= Prompt =
Check each line of the records below and collect those that include the word "testing".
**** Records to use
PR #255, opened 2016-06-03
Remove /json from API URLs

bfirsh:
See https://github.com/docker/docker/pull/23219

### DIFF
--- a/client/container_exec.go
+++ b/client/container_exec.go
@@ -38,7 +38,7 @@ func (cli *Client) ContainerExecAttach(ctx context.Context, execID string, confi
 // ContainerExecInspect returns information about a specific exec process on the docker host.
 func (cli *Client) ContainerExecInspect(ctx context.Context, execID string) (types.ContainerExecInspect, error) {
 	var response types.ContainerExecInspect
-	resp, err := cli.get(ctx, "/exec/"+execID+"/json", nil, nil)
+	resp, err := cli.get(ctx, "/exec/"+execID, nil, nil)
 	if err != nil {
 		return response, err
 	}
--- a/client/container_exec_test.go
+++ b/client/container_exec_test.go
@@ -124,7 +124,7 @@ func TestContainerExecInspectError(t *testing.T) {
 }
 
 func TestContainerExecInspect(t *testing.T) {
-	expectedURL := "/exec/exec_id/json"
+	expectedURL := "/exec/exec_id"
 	client := &Client{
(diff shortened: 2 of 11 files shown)


calavera:
LGTM

bfirsh:
FWIW this has a hard dependency on https://github.com/docker/docker/pull/23219, and that has stalled on a design decision.

vdemeester:
Moving to code-review as docker/docker#23219 is in code-review

vdemeester:
LGTM 🐹

calavera:
still LGTM

tamird:
So...this makes this library not work with older docker versions? For example, the latest version offered by CircleCI is 1.10.

vdemeester:
@tamird arf, yeah that is pretty bad :sweat: 
I'll revert this for now and we'll find a better way to handle it

tamird:
Tim BL had it right all the way back in 1998 https://www.w3.org/Provider/Style/URI.html

vdemeester:
@tamird the old URL won't change (probably for the next… 5 years or eternity) but the client code might… although we didn't do right… Sorry about that :sweat:

tamird:
This client code should also not change until all docker versions that don't support these URLs are EOL'd.

Making this change now is breaking compatibility for no benefit whatsoever, especially given the state of dependency management in Go.

vdemeester:
@tamird see https://github.com/docker/engine-api/pull/263 :bow:

tamird:
👍  thanks

bfirsh:
My bad. I should have closed this while there was still a design decision in https://github.com/docker/docker/pull/23219.

I wonder if we should open the discussion about how to version engine-api. People should presumably be locking to API versions somehow rather than using master. (See also #260.)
********
= Expected answer =
@@ -124,7 +124,7 @@ func TestContainerExecInspectError(t *testing.T) {
 func TestContainerExecInspect(t *testing.T) {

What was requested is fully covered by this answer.